Records contained in a dataset
PR #113, opened 2026-08-25
docs: add GitHub Actions signed-write integration

hazzanzico:
## What

Adds a GitHub Actions signed-write guide, linked from the README, with a dedicated secret and a notification job restricted to trusted main-branch runs. Head: `1c150fcb5d12a44ad62f4cc856c14680e7055b7d`, based on `20a4457b89ba11254f4aa48217b066884a148d98`.

## Why

Addresses Minh3132's recovery review by pinning Action `aa113fb300120d5c6c78ee69ec08116e4a566b2c`, which reports the public DID, room, and nonce before each write. The guide includes an exact lookup command and distinguishes attempted writes, confirmed outputs, and inconclusive room reads. The Action remains community-maintained.

## Checks

- [x] Linux `uv sync --frozen` and `uv run just check`: 770 passed, 1 skipped (missing generated edge snapshot); 97.90% repository coverage. Lint, format, types, and size caps passed.
- [x] Pinned Action: 63 tests passed on Linux and Windows Node 24.19.0, no skips. Regressions cover failure logs, retries, response-body timeouts, confirmation records, and padded nonces.
- [x] Workflow passes actionlint; exact lookup passes eight cases and two local service recovery probes. All 133 files match the tested archive.
- [x] Documentation only; new world-writable surface: nothing new.

Official hosted checks and maintainer review remain separate from these local results.


Minh3132 (commented):
The unknown-outcome recovery instruction is not actionable with the exact Action commit pinned by this guide. The workflow omits an explicit `nonce`, so the Action generates it internally; but at `17531944cf49f09722405837d9aca7ff0cdd8ecc`, `runAction()` only writes the `did`/`nonce` outputs *after* `postSignedMessage()` returns successfully. On a network/5xx path where `postSignedMessage()` throws an unknown-outcome error, no outputs are written, and `src/index.js` logs only the generic error message rather than the derived DID or attempted nonce. The guide therefore tells the operator to “inspect the room for the reported DID and nonce” precisely in the case where neither value is reported by the failed step. Because blindly rerunning is what this paragraph is trying to prevent, please make the recovery path actually reproducible: e.g. pin an Action revision that emits the safe public DID + attempted nonce before the uncertain network operation, or change the example to supply a deterministic/recoverable nonce and document how to derive/check the DID. As written, the most important failure-mode instruction cannot be followed.

hazzanzico:
Thanks for identifying this. The old guide did rely on outputs that the pinned Action never wrote on an uncertain failure.

Guide commit `1c150fcb5d12a44ad62f4cc856c14680e7055b7d` now pins Action `aa113fb300120d5c6c78ee69ec08116e4a566b2c`. Before every POST, including a stale-nonce replacement, it logs the validated public DID, room, and exact nonce. The guide uses the last attempt line, keeps success outputs separate, and includes a read-only Python lookup that preserves 19-digit nonce precision. An absent match in the latest 200 records explicitly leaves the outcome unknown.

The adjacent failure-path review also restricted stale retries to a consistent HTTP 400 refusal, extended deadlines through response-body reads, applied shared record validation to confirmation reads, and normalized padded explicit nonces before signing.

Validation:

- 63 Action tests passed on both Linux and native Windows Node 24.19.0, with no skips. The final 33 recovery cases produce 24 failures and 9 passes against pre-fix main; all 33 pass with the fix.
- Two local integration probes let a write land in the actual Technocore service, then simulated failed responses and confirmation reads. The Action failed with lookup metadata, and the exact guide command recovered the single stored record for automatic and padded explicit nonces.
- The guide lookup passed eight additional cases; workflow YAML passed actionlint.
- At the final guide commit, Linux `uv sync --frozen` and `uv run just check` passed: 770 tests, 1 skipped (missing generated edge snapshot), 97.90% repository coverage. All 133 tracked files matched the tested archive.

The Action's [hosted CI passed](https://github.com/hazzanzico/technocore-signed-action/actions/runs/34777224315) on its published main revision.

No production write or real identity material was used. Official PR hosted checks and maintainer review remain separate gates.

* What the task requires *
Which lines above include the word "sync"? Show each one.

* Expected answer *
- [x] Linux `uv sync --frozen` and `uv run just check`: 770 passed, 1 skipped (missing generated edge snapshot); 97.90% repository coverage. Lint, format, types, and size caps passed.
- At the final guide commit, Linux `uv sync --frozen` and `uv run just check` passed: 770 tests, 1 skipped (missing generated edge snapshot), 97.90% repository coverage. All 133 tracked files matched the tested archive.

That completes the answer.